Another important use case of these connectors is the simple availability of the data. You can use the connectors for development and testing, or even on a production Presto deployment. With the huge data amounts easily available, you can build queries that put a significant load on your Presto cluster. This allows you to better understand the performance of your cluster, tune and optimize it, and ensure that it performs over time and across version updates and other changes.
As you learned in “A Brief History of Presto”, Presto is designed to run fast queries at Facebook scale. Given that Facebook had a massive storage in its Hive data warehouse, it is only natural that the Hive connector is one of the first connectors that was developed with Presto.
Before you read about the Hive connector, and its suitability for numerous object storage formats, you need to brush up on your knowledge about Apache Hadoop and Apache Hive a bit.
If you’re not that familiar with Hadoop and Hive and want to learn more, we recommend the official websites of the projects, videos and other resources on the web, and some of the great books available. For example, Programming Hive by Edward Capriolo et al. (O’Reilly) has proven to be a great guide to us.
For now, we need to discuss certain Hadoop and Hive concepts to provide enough context for the Presto usage.
At its very core, Hadoop consists of the Hadoop Distributed File System (HDFS) and application software, such a Hadoop MapReduce, to interact with the data stored in HDFS. Apache YARN is used to manage the resources needed by Hadoop applications. Hadoop is the leading system for distributed processing of large data sets across clusters of computers. It is capable of scaling the system while maintaining a highly available service on top of a cluster of computers.
Originally, data processing was performed by writing MapReduce programs. They followed a specific programming model that enables the data processing to be naturally distributed across the cluster. This model works well and is robust. However, writing MapReduce programs for analytical questions is cumbersome. It also does not transfer well for existing infrastructure, tooling, and users that rely on SQL and data warehousing.
Hive provides an alternative to the usage of MapReduce. It was created as a method to provide a SQL layer of abstraction on top of Hadoop to interact with data in HDFS using a SQL-like syntax. Now the large set of users who know and understand SQL can interact with data stored in HDFS.
Hive data is stored as files, often referred to as objects, in HDFS. These files use various formats, such as ORC, Parquet, and others. The files are stored using a particular directory and file layout that Hive understands; for example, partitioned and bucketed tables.

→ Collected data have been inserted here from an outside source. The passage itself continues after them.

PR #1789, opened 2016-11-13
Conversions from `&mut T` to `&Cell<T>`

Kimundi:
A proposal about legitimizing the cast of a `&mut T` to a `&Cell<T>`.

[Rendered](https://github.com/Kimundi/rfcs/blob/as-cell/text/0000-as-cell.md)

### DIFF
--- a/text/0000-as-cell.md
+++ b/text/0000-as-cell.md
@@ -118,7 +118,7 @@ for (i, j) in v_slice[n..].iter().zip(v_slice) {
 
 ## Language
 
-The core of this proposal is the ability to cast a `&T` to a `&Cell<T>`,
+The core of this proposal is the ability to convert a `&T` to a `&Cell<T>`,
 so in order for it to be safe, __it needs to be guaranteed that
 `T` and `Cell<T>` have the same memory layout__, and that there are no codegen
 issues based on viewing a reference to a type that does not contain a
@@ -175,7 +175,7 @@ effect on any existing code.
 
 ### Cell Slicing
 
-We enable a cast from `&Cell<[T]>` to `&[Cell<T>]`. This seems like it violates
+We enable a conversion from `&Cell<[T]>` to `&[Cell<T>]`. This seems like it violates
 the "no interior references" API of `Cell` at first glance, but is actually
 safe:
 
@@ -189,10 +189,10 @@ safe:
   through a `&Cell<[T]>`, or just a memcopy to a single element through a
   `&Cell<T>`.
 - Yet another way to look at it is that if we created a `&mut T` to each element
-  of a `&mut [T]`, and casted each of them to a `&Cell<T>`, their addresses
+  of a `&mut [T]`, and converted each of them to a `&Cell<T>`, their addresses
   would allow "stitching" them back together to a single `&[Cell<T>]`
 
-For convenience, we expose this cast by implementing `Index` for `Cell<[T]>`:
+For convenience, we expose this conversion by implementing `Index` for `Cell<[T]>`:
 
 ```rust
 impl<T> Index<RangeFull> for Cell<[T]> {
@@ -286,8 +286,8 @@ you have mutable access to it.
 > Would the acceptance of this proposal change how Rust is taught to new users at any level?
 How should this feature be introduced and taught to existing Rust users?
 
-As it is, the API just provides a few neat casting functions. Nevertheless,
-with the legalization of the `&mut T -> &Cell<T>` cast there is the
+As it is, the API just provides a few neat conversion functions. Nevertheless,
+with the legalization of the `&mut T -> &Cell<T>` conversion there is the
 potential for a major change in how accessors to data structures are provided:
 
 In todays Rust, there are generally three different ways:
@@ -317,8 +317,8 @@ of ownership and change it to a "rule of four".
 
 > What additions or changes to the Rust Reference, _The Rust Programming Language_, and/or _Rust by Example_ does it entail?
 
-- The reference should explain that the `&mut T -> &Cell<T>` cast,
-  or specifically the `&mut T -> &UnsafeCell<T>` cast is fine.
+- The reference should explain that the `&mut T -> &Cell<T>` conversion,
+  or specifically the `&mut T -> &UnsafeCell<T>` conversion is fine.
 - The book could use the API introduced here if it talks about internal mutability,
   and use it as a "temporary opt-in" example.
 - Rust by Example could have a few basic examples of situations where this API
@@ -378,13 +378,13 @@ conversions steps, while still offering essentially the same API.
 
 ## Just the language guarantee
 
-The cast could be guaranteed as correct, but not be provided by std
+The conversion could be guaranteed as correct, but not be provided by std
 itself. This would serve as legitimization of external implementations like
 [alias](https://crates.io/crates/alias).
 
 ## No guarantees
 
-If the casting guarantees can not be granted,
+If the safety guarantees of the conversion can not be granted,
 code would have to use direct indexing as today, with either possible
 bound checking costs or the use of unsafe code to avoid them.
 
@@ -416,10 +416,10 @@ Cons:
 
 ## Cast to `&mut Cell<T>` instead of `&Cell<T>`
 
-Nothing that makes the `&mut T -> &Cell<T>` cast safe would prevent
+Nothing that makes the `&mut T -> &Cell<T>` conversion safe would prevent
 `&mut T -> &mut Cell<T>` from being safe either, and the latter can be
 trivially turned into a `&Cell<T>` while also allowing mutable access - eg to
-call `Cell::as_mut()` to cast back again.
+call `Cell::as_mut()` to conversion back again.
 
 Similar to that, there could also be a way to turn a `&mut [Cell<T>]` back
 into a `&mut [T]`.
--- a/text/0000-as-cell.md
+++ b/text/0000-as-cell.md
@@ -131,7 +131,9 @@ However, if changes as proposed in https://github.com/rust-lang/rfcs/pull/1651 s
 get implemented, the `Copy` bound might get relaxed or removed entirely,
 which would affect the ergonomics here.
 
-The proposed implementation only covers the base case `&mut T -> &Cell<T>`
+It might also be possible to add `AsRef` implementations for this conversion.
+
+The proposal only covers the base case `&mut T -> &Cell<T>`
 and the trivially implementable extension to `[T]`,
 but in theory this conversion could be enabled for
 many "higher level mutable reference" types, like for example
--- a/text/0000-as-cell.md
+++ b/text/0000-as-cell.md
@@ -335,18 +335,6 @@ of ownership and change it to a "rule of four".
 # Alternatives
 [alternatives]: #alternatives
 
-## Just the language guarantee
-
-The cast could be guaranteed as correct, but not be provided by std
-itself. This would serve as legitimization of external implementations like
-[alias](https://crates.io/crates/alias).
-
-## No guarantees
-
-If the casting guarantees can not be granted,
-code would have to use direct indexing as today, with either possible
-bound checking costs or the use of unsafe code to avoid them.
-
 ## Removing cell slicing
 
 Instead of allowing unsized types in `Cell` and adding the `Index` impls,
@@ -387,6 +375,31 @@ for (i, j) in v_slice[n..].iter().zip(v_slice) {
 
 This would be less modular than the `&mut [T] -> &Cell<[T]> -> &[Cell<T>]`
 conversions steps, while still offering essentially the same API.
+
+## Cast to `&mut Cell<T>` instead of `&Cell<T>`
+
+Nothing that makes the `&mut T -> &Cell<T>` cast safe would prevent
+`&mut T -> &mut Cell<T>` from being safe either, and the latter can be
+trivially turned into a `&Cell<T>` while also allowing mutable access - eg to
+call `Cell::as_mut()` to cast back again.
+
+Similar to that, there could also be a way to turn a `&mut [Cell<T>]` back
+into a `&mut [T]`.
+
+However, this does not seem to be actually useful since the only reason to use
+this API is to make use of shared internal mutability.
+
+## Just the language guarantee
+
+The cast could be guaranteed as correct, but not be provided by std
+itself. This would serve as legitimization of external implementations like
+[alias](https://crates.io/crates/alias).
+
+## No guarantees
+
+If the casting guarantees can not be granted,
+code would have to use direct indexing as today, with either possible
+bound checking costs or the use of unsafe code to avoid them.
 
 ## Exposing the functions differently
 
--- a/text/0000-as-cell.md
+++ b/text/0000-as-cell.md
@@ -6,11 +6,11 @@
 # Summary
 [summary]: #summary
 
-For all `T`, define `Cell<T>` as having the same memory layout as `T` and
-add conversion functions with the following signatures to std:
-
-- `&mut T -> &Cell<T>`
-- `&mut [T] -> &[Cell<T>]`
+- Change `Cell<T>` to allow `T: ?Sized`.
+- Guarantee that `T` and `Cell<T>` have the same memory layout.
+- Enable the following conversions through the std lib:
+  - `&mut T -> &Cell<T> where T: ?Sized`
+  - `&Cell<[T]> -> &[Cell<T>]`
 
 > Note: https://github.com/rust-lang/rfcs/pull/1651 has been accepted recently,
 > so no `T: Copy` bound is needed anymore.
@@ -21,7 +21,7 @@ add conversion functions with the following signatures to std:
 Rust's iterators offer a safe, fast way to iterate over collections while avoiding
 additional bound checks.
 
-However, due to the borrow checker, they run into issues if you try to have
+However, due to the borrow checker, they run into issues if we try to have
 more than one iterator into the same data structure while mutating elements in it.
 
 Wanting to do this is not that unusual for many low level algorithms
@@ -53,7 +53,7 @@ for i in n..v.len() {
 
 ```
 
-...but this reintroduces the bound-checking costs.
+...but this reintroduces potential bound-checking costs.
 
 The alternative, short of changing the actual algorithms involved, is to use
 internal mutability to enable safe mutations even with overlapping shared views into the data:
@@ -79,13 +79,12 @@ This has the advantages of allowing both bound-check free iteration and
 aliasing references, but comes with restrictions that makes it not generally
 applicable, namely:
 
-- The need to modify the data structure containing the data (Which might not
-  always be possible because it might come from external code).
+- The need to change the definition of the data structure containing the data
+  (Which is not always possible because it might come from external code).
 - Loss of the ability to directly hand out `&T` and `&mut T` references to the data.
-- Refcounting overhead in case of `RefCell<T>`.
 
 This RFC proposes a way to address these in cases where `Cell<T>`
-would be used by introducing simple conversions functions
+could be used by introducing simple conversions functions
 to the standard library that allow the creation of shared borrowed
 `Cell<T>`s from mutably borrowed `T`s.
 
@@ -119,28 +118,27 @@ for (i, j) in v_slice[n..].iter().zip(v_slice) {
 
 ## Language
 
-In order for this proposal to be safe, __it needs to be guaranteed that
+The core of this proposal is the ability to cast a `&T` to a `&Cell<T>`,
+so in order for it to be safe, __it needs to be guaranteed that
 `T` and `Cell<T>` have the same memory layout__, and that there are no codegen
-issues based on viewing a reference to a `UnsafeCell`-less types as a
-reference to a `UnsafeCell`-containing type.
+issues based on viewing a reference to a type that does not contain a
+`UnsafeCell` as a reference to a type that does contain a `UnsafeCell`.
 
 As far as the author is aware, both should already implicitly
-fall out of the semantic of `Cell` and llvms notion of aliasing:
+fall out of the semantic of `Cell` and Rusts/llvms notion of aliasing:
 
 - `Cell` is safe interior mutability based on memcopying the `T`,
-  and thus does not need additional fields.
+  and thus does not need additional fields or padding.
 - `&mut T -> &U` is a sub borrow, which prevents access to the original `&mut T`
   for its duration, thus no aliasing.
 
-However, we might have to add an explicit language guarantee about
-the validity of this cast.
-
 ## Std library
 
-Add conversions functions for `&mut T -> &Cell<T>` and `&mut [T] -> &[Cell<T>]`
-to std, implemented with the equivalent of a simple `transmute()`.
+### `from_mut`
 
-As an initial design, `Cell` would provide them through additional constructors:
+We add a constructor to the cell API that enables the `&mut T -> &Cell<T>`
+conversion, implemented with the equivalent of a `transmute()` of the two
+pointers:
 
 ```rust
 impl<T> Cell<T> {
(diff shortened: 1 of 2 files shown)


nathan7:
Having this trait makes no real sense — I'd rather see `Cell::from_mut` and `Cell::from_mut_slice` than a trait that covers two semantically incompatible conversions.

Kimundi:
True, the trait only exists to enable method call syntax - maybe thats too extravagant...

nathan7:
Making this usable with method call syntax only serves to further obscure what's going on, and this whole proposal is already designed to do non-obvious (but useful) things by its very nature.

camlorn:
How does this interact with the borrow checker?  It seems to me that the point here is to get rid of the `&mut` so that you can do things with the Vec again, but if you're already iterating over the Vec via `iter_mut`, our current borrow checker isn't smart enough to let you.  At least, in so far as I know.

Can you add an example to the RFC that shows usage of the trait? You've only got one that shows how it's currently a problem and one that shows how I can make it work in current Rust.  I would like to see this so I can conceptualize it, because I really feel like the current borrow checker brings this crashing down.

nathan7:
@camlorn Casting `&mut T` to `&Cell<T>` works today — this RFC merely proposes adding it to the stdlib.

glaebhoerl:
Just for reference, there [is a crate](https://crates.io/crates/alias) (by @huonw) providing this on `crates.io`. (See also https://github.com/rust-lang/rfcs/issues/1106)

For this kind of thing, where the interesting part is not the writing down of the `transmute`s, but the clauses implicit in the language definition which say that they're OK, I do think it makes more sense to provide these directly in `std` than in an external crate. In other words my feeling is that, like `Cell` itself and `Rc` and others, these are essentially language primitives (part of the "trusted code base") that we're choosing to make available as `std` types and functions instead of as built-in syntax, for aesthetic reasons or whatever.

Kimundi:
Alright, I added an example of how it would be used, and switched over the using `Cell` constructors instead.

camlorn:
I see it now. I focused in on the first conversion and missed the second.

What is the use case of the first conversion?  This RFC is all about iteration, but I'm not seeing how `&mut T->Cell<T>` helps.  I think it will in the future, but not until the borrow checker is no longer based on blocks.  Is the future the point?

eddyb:
@camlorn Can you give an example of code you think won't work? If I transmute `&mut T` to `&Cell<T>` I can make as many copies as I want, and the compiler will treat the mutable borrow as expiring when the last `&Cell<T>` goes away (each lexically scoped, of course).

text/0000-as-cell.md
```diff
@@ -0,0 +1,244 @@
...
+the previous Example can be written as this:
+
+```rust
+let mut v: Vec<i32> = ...;
+
+// convert the mutable borrow
+let v_slice: &[Cell<T>] = Cell::from_mut_slice(&mut v);
+
+// example 1
+for i in v_slice.iter() {
```
oli-obk: nit: could just be `for i in v_slice {`

glaebhoerl:
I think the `&mut [T]` -> `&[Cell<T>]` conversion (`from_mut_slice`) could be further decomposed into:

1. `&mut [T]` -> `&Cell<[T]>` (`Cell<[T]>::from_mut`)

2. `&Cell<[T]>` -> `&[Cell<T>]` -- perhaps using an `Index` impl?

So the API could look like this:

```rust
impl<T: ?Sized> Cell<T> {
    fn from_mut(val: &mut T) -> &Cell<T>;
}

impl<T> Index<usize> for Cell<[T]> {
    type Output = Cell<T>;
    fn index(&self, idx: usize) -> &Cell<T>;
}

impl<T> Index<Range<usize>> for Cell<[T]> {
    type Output = [Cell<T>];
    fn index(&self, idx: Range<usize>) -> &[Cell<T>];
}

impl<T> Index<RangeFrom<usize>> for Cell<[T]> {
    type Output = [Cell<T>];
    fn index(&self, idx: RangeFrom<usize>) -> &[Cell<T>];
}

impl<T> Index<RangeTo<usize>> for Cell<[T]> {
    type Output = [Cell<T>];
    fn index(&self, idx: RangeTo<usize>) -> &[Cell<T>];
}

impl<T> Index<RangeFull> for Cell<[T]> {
    type Output = [Cell<T>];
    fn index(&self, idx: RangeFull) -> &[Cell<T>];
}
```

So given a cell of an array (`&Cell<[T]>`), you could index it however you like and get cells or slices of cells (`&[Cell<T>]`).

As an aside, it'd also analogously make sense to support `&Cell<(A, B)>` -> `&(Cell<A>, Cell<B>)`, and likewise for tuples of other sizes and `struct`s. It might be possible to express the former in the general case with https://github.com/rust-lang/rfcs/pull/1582, the latter would almost certainly need compiler support. No need to have these as part of this RFC, just mentioning it for the record.

eddyb:
I don't think `&Cell<[T]>` -> `&[Cell<T>]` is sound, it violates the no interior references principle, although I'm not sure I can prove any problematic interactions. You'd need code that works on `Cell<[T]>` and doesn't take the existence of the transformation into account.

That said, I do *quite* like `xs[i].set(x)`, there's a nice aesthetic to it.

glaebhoerl:
The idea is that internal references (`&`) together with shared mutability (`Cell`) is safe and sound as long as the structure is "flat": the references don't go under indirections (e.g. `Box`) or branches (`enum`s). That means there is no way for the outer references to invalidate the memory observed by the inner references, because mutation cannot change the structure (because there is only one possible structure), only the data.

Furthermore, given two references to the same memory, one typed as `&Cell<(X, Y, Z)>`, and the other as `&(Cell<X>, Cell<Y>, Cell<Z>)`, doing `cell.set((x, y, z))` with the first is completely equivalent to doing `cell.0.set(x); cell.1.set(y); cell.2.set(z)` with the second, which is some kind of algebraic property I'm sure. (The same principle applies to arrays (slices), it's just nicer to illustrate with tuples.)

camlorn:
@eddyb 
it's hard for me to come up with code here because I don't understand the proposed use case of the first conversion.  The problem as I see it is that the lifetime of the `&Cell<T>` cannot be larger than the lifetime of the `&mut T`, consequently you still have the `&mut T` in the way of all the interesting manipulations you might want to do.

Let me put it this way instead: can someone show me why it's useful, and then I'll come back with an objection if I still have one?

eddyb:
@camlorn I've used it in a constraint solver. A highly heterogenous UI tree contained `f32`s indicating coordinates on screen, scattered inside it. They were mutably traversed and `&mut f32` was turned into `&Cell<f32>`. Now once I had the `&Cell<f32>` I could copy it many types and use it as a "variable reference" in constraints, and every single one of them could update the original if they wanted to.

I could've done all of that through a `Vec<&mut f32>` and integer indices though, so maybe not the best example? It just felt cleaner, at least *that* part (you *really don't* want to read the actual "solver").

camlorn:
@eddyb 
Ah, I kind of see.  It sounds like the kind of thing where it's not useful save in larger programs.  That seems workable, though, yes.

Kimundi:
@camlorn: `&mut T -> &Cell<T>` is also the general approach you can use if you just have a iterator that yields you `&mut T` references, as oppose of a slice directly.

```rust

let set: HashSet<i32> = ...;

let tmp: Vec<&Cell<i32>> = set.iter_mut().map(|x| Cell::from_mut(x)).collect();

for i in &tmp {
    for j in &tmp {
        t.set(j.get() + i.get());
    }
}


```

camlorn:
@Kimundi 
Oh. That's clever.  Though I will say that I don't like the temporary Vec.

Kimundi:
Sure, but the need for the vector is kind of independent to this feature, and only caused by the need to have random access to all elements.

Also, the `&Cell<i32>`'s might just as well have been picked up by a consumer of the iterator directly and stashed away in whatever data structure works with them.

camlorn:
@Kimundi 
I know.  I still don't like the need for temporary intermediate data structures.

One of the problems of Rust (orthogonal to this RFC) is that some things like this suddenly require you to collect into a vec, which is fine until the container is large.  Other such scenarios include deleting multiple keys from a map based on a predicate.  The solution to this problem is for me to write up the extensions I think we should have and put them in an RFC, as I think most of them would be accepted without much argument.

Nevertheless, every time I see something that ends in `.collect::<Vec<_>>()` just because it's Rust and not C++, I get a little sad inside.

bluss:
Collecting into a vec is a workaround for when a more specific solution do not exist yet, for example an (random access?) iterator where each iterator element is a `&Cell<T>`. The canonicalization of this conversion does pave the way for such iterators to be written.

Havvy:
No discussion has been going on in this RFC for almost a month. I'd nominate for FCP, but I don't know think I can.

Kimundi:
Agreed - I updated the RFC text a bit for a post-`T: Copy` world, but so far I haven't seen any actual objection, so I'm putting this into fcp. :)

@rfcbot fcp merge

glaebhoerl:
@Kimundi What do you think about https://github.com/rust-lang/rfcs/pull/1789#issuecomment-260207639?

Kimundi:
@glaebhoerl:

Ah sorry, I meant to have replied to that as part of the last comment. My thoughts are that your proposal sounds like a useful extension I'd like to see in a follow-up RFC, but in this one I'd try to be conservative first by only having the RFC be about the basic `&mut T -> &Cell<T>` transformation (well, and the slice version, which is equivalent to it because you can split up a `&mut [T]` into a number of `&mut T` directly).

Specifically, these are the additional details your proposal would introduce:
- `Cell<T>` right now requires `T: Sized`, so enabling the proposed cast would also have to include allowing `?Sized` cells in general.
- `&Cell<[T]> -> &[Cell<T>]` would "technically" create a interior reference. While I agree with your reasoning that it should be safe, the compiler or language spec might reason about it differently, and I can't fully validate that myself yet. :)
- Related, since this would be a `&T -> &U` cast you would be able to access both representations concurrently, with the same uncertainty as in the argument above.
- Lastly, it seems that if you think it through fully you'd want both bidirectional casting (`&Cell<[T]> <-> &[Cell<T>]` ) as well as a proper extension to tuple types as mentioned by you, which would be a somewhat large API to throw in with the base proposal.

ubsan:
My only request for this is that we don't implement this with `transmute`. The standard library is already a mess of bad practice, and I don't want to add to that.

text/0000-as-cell.md
```diff
@@ -0,0 +1,243 @@
...
+- `&mut T -> &Cell<T>`
+- `&mut [T] -> &[Cell<T>]`
+
+> Note: https://github.com/rust-lang/rfcs/pull/1651 has been accepted recently,
+> so no `T: Copy` bound is needed anymore.
+
+# Motivation
+[motivation]: #motivation
+
+Rusts iterators offer a safe, fast way to iterate over collections while avoiding
```
ubsan: nit: "Rust's"

text/0000-as-cell.md
```diff
@@ -0,0 +1,243 @@
...
+As far as the author is aware, both should already implicitly
+fall out of the semantic of `Cell` and llvms notion of aliasing:
+
+- `Cell` is safe interior mutability based on memcopying the `T`,
+  and thus does not need additional fields.
+- `&mut T -> &U` is a sub borrow, which prevents access to the original `&mut T`
+  for its duration, thus no aliasing.
+
+However, we might have to add an explicit language guarantee about
+the validity of this cast.
```
ubsan: If explicit language is required, I have absolutely failed in the unsafe code guidelines.

Kimundi:
@ubsan Sure, literally using transmute is not meant as a requirement of this RFC.

text/0000-as-cell.md
```diff
@@ -0,0 +1,243 @@
...
+Add conversions functions for `&mut T -> &Cell<T>` and `&mut [T] -> &[Cell<T>]`
+to std, implemented with the equivalent of a simple `transmute()`.
+
+As an initial design, `Cell` would provide them through additional constructors:
+
+```rust
+impl<T: Copy> Cell<T> {
+    fn from_mut<'a>(t: &'a mut T) -> &'a Cell<T> {
+        unsafe { mem::transmute(t) }
+    }
```
ubsan: This is, pretty much literally, the least idiomatic implementation of this; we should not be adding to the standard library's problems as a bastion of unidiomatic and unsafe code. It has two major problems: first, transmute of a pointer (see the docs), and second, transmute without type parameters. Implement it in the following way:

```rust
fn from_mut(t: &mut T) -> &Cell<T> {
  unsafe {
    &*(t as *mut T as *const Cell<T>)
  }
}
```

As another idea, adding a `*mut T -> &Cell<T>` cast function would be good. In that case, the implementation would be:

```rust
fn from_mut(t: &mut T) -> &Cell<T> {
  unsafe { Cell::from_raw(t) }
}
```

text/0000-as-cell.md
```diff
@@ -0,0 +1,243 @@
...
+    fn from_mut_slice<'a>(t: &'a mut [T]) -> &'a [Cell<T>] {
+        unsafe { mem::transmute(t) }
+    }
```
ubsan: Same as the other function.

```rust
fn from_mut_slice(t: &mut [T]) -> &[Cell<T>] {
  unsafe {
    &*(t as *mut [T] as *const [Cell<T>])
  }
}
```

text/0000-as-cell.md
```diff
@@ -0,0 +1,243 @@
...
+in, say, `std::cell`:
+
+```rust
+fn ref_as_cell<T: Copy>(t: &mut T) -> &Cell<T> {
+    unsafe { mem::transmute(t) }
+}
+
+fn slice_as_cell<T: Copy>(t: &mut [T]) -> &[Cell<T>] {
+    unsafe { mem::transmute(t) }
+}
```
ubsan: Change these two functions as well.

text/0000-as-cell.md
```diff
@@ -0,0 +1,243 @@
...
+        unsafe { mem::transmute(t) }
+    }
+}
+
+impl<'a, T: Copy> AsCell for &'a mut [T] {
+    type Cell = &'a [Cell<T>];
+    fn as_cell(self) -> Self::Cell {
+        unsafe { mem::transmute(t) }
+    }
+}
```
ubsan: And these.

text/0000-as-cell.md
Kimundi: I might simply have failed in my research - where would I find the corresponding parts of the guidelines?

text/0000-as-cell.md
Kimundi: Just to be clear, I used `transmute` there because I thought it most concisely shows what the actual cast would do, not because I thought that its the best way to actual implement it.

text/0000-as-cell.md
ubsan: @Kimundi not yet written. But still, having these in the standard library, and being safe, is a better guarantee than anyone can write in documentation.

Kimundi: Sorry, then I don't understand what your initial comment was referring to.

My point with that line in the RFC is that I don't know if the current language spec (aka "what should happen") already validates this specific cast on its own, or if there needs to be a amendment to allow it "officially", rather than just by the implementation of the compiler.

ubsan: fine, it doesn't matter all that much.

glaebhoerl:
@Kimundi of your points:

 * 1 is true, but seems like an inconsequential detail?

 * 2 & 3: well, we can ask the lang team to see if they agree it would be safe, they're reviewing the RFC after all :)

 * 4: I don't see why tuples would have to be included any more than they'd have to be included in the current proposal: after all it's basically just a refactoring of the currently proposed `&mut [T] -> &[Cell<T>]` conversion into a chained `&mut [T] -> &Cell<[T]> -> &[Cell<T>]` conversion, not really adding anything. What would you want bidirectional casting for?

Kimundi:
Hi, sorry for only getting back to this now.

@glaebhoerl: I think I now agree with your proposal. I'll overhaul the PR text to include it.

Kimundi:
I updated the RFC text to include @glaebhoerl's proposal.

However, after having written it and having compared the actual usage the of the slicing API in an example implementation, I'm thinking that we might not to want to do it like this after all, simply because it gets more verbose while offering no real advantage:

- All index impls on `&Cell<[T]>` yield the same as the index impls on `&[Cell<T>]`.
- Additionally, indexing a `&Cell<[T]>` can be expressed as indexing the original `&mut [T]` if its just for a temporary mutation.
- Creating a `&[Cell<T>]`, eg to iterate over it, can become much more verbose:
  ```rust
  let mut v: Vec<i32> = ...;
  let v_slice: &[Cell<T>] = &Cell::from_mut(&mut v[..])[..];
  ```

I'm leaving the change in for now to gather feedback, but I would not be surprised if it ends up being scaled back again before a merge. :)

Kimundi:
I noticed that nothing would prevent keeping the mutability during the cast, so I added a alternative section about `&mut T -> &mut Cell<T>`. Seems to not be actually useful though.

edef1c:
Is there a reason for implementing `Index` over `Deref<Target=[Cell<T>]>`?
It would yield the same benefits, afaict.

Kimundi:
@edef1c: 

True, but making a `Cell<[T]>` derefeable  to `[Cell<T>]` seems like even more of an hack to me, since it is usually only done with smartpointer-like types and not for `as_foo` style conversions. :)

Maybe I'll add it to the alternatives later though.

ubsan:
It seems weird that this proposal doesn't include `UnsafeCell`.

aturon:
We very briefly discussed this RFC in the libs meeting, and are ready for a team-wide review with initial disposition to merge:

@rfcbot fcp merge

solson:
@ubsan Hmm, I went to look up if you could chain this RFC with [`Cell::as_unsafe_cell`](https://doc.rust-lang.org/stable/std/cell/struct.Cell.html#method.as_unsafe_cell) to reach `&UnsafeCell<T>`, but that method is deprecated, and its replacement `Cell::as_ptr` returns `*mut T`.

Is there a usecase for `&UnsafeCell<T>` not covered by `*mut T`?

solson:
Relevant past discussion in https://github.com/rust-lang/rust/issues/27708.

ubsan:
@solson `&UnsafeCell` is a safe-pointer, not a raw-pointer, which means it's always valid, never null, and has a lifetime. `*mut T` should only be used when you're implementing an owned pointer type, or when your pointer is not guaranteed to be valid.

solson:
If there is a concrete use case, the deprecation that was decided in the thread I linked should probably be reversed.

ubsan:
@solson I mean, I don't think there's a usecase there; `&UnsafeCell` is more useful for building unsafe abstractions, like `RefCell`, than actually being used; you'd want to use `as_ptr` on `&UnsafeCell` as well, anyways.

We refer to the layout as a Hive-style table format.
Hive metadata describes how data stored in HDFS maps to schemas, tables, and columns to be queried via SQL. This metadata information is persisted in a database such as MySQL or PostgreSQL and is accessible via the Hive Metastore Service (HMS).
The Hive runtime provides the SQL-like query language and distributed execution layer to execute the queries. The Hive runtime translates the query into a set of MapReduce programs that can run on a Hadoop cluster. Over time, Hive has evolved to provide other execution engines such as Apache Tez and Spark that the query is translated to.
Hadoop and Hive are widely used across the industry. With their use, the HDFS format has become a supported format for many other distributed storage systems such as Amazon S3 and S3-compatible stores, Azure Data Lake Storage, Azure Blob Storage, Google Cloud Storage, and many others.
The Hive connector for Presto allows you to connect to an HDFS object storage cluster. It leverages the metadata in HMS and queries and processes the data stored in HDFS.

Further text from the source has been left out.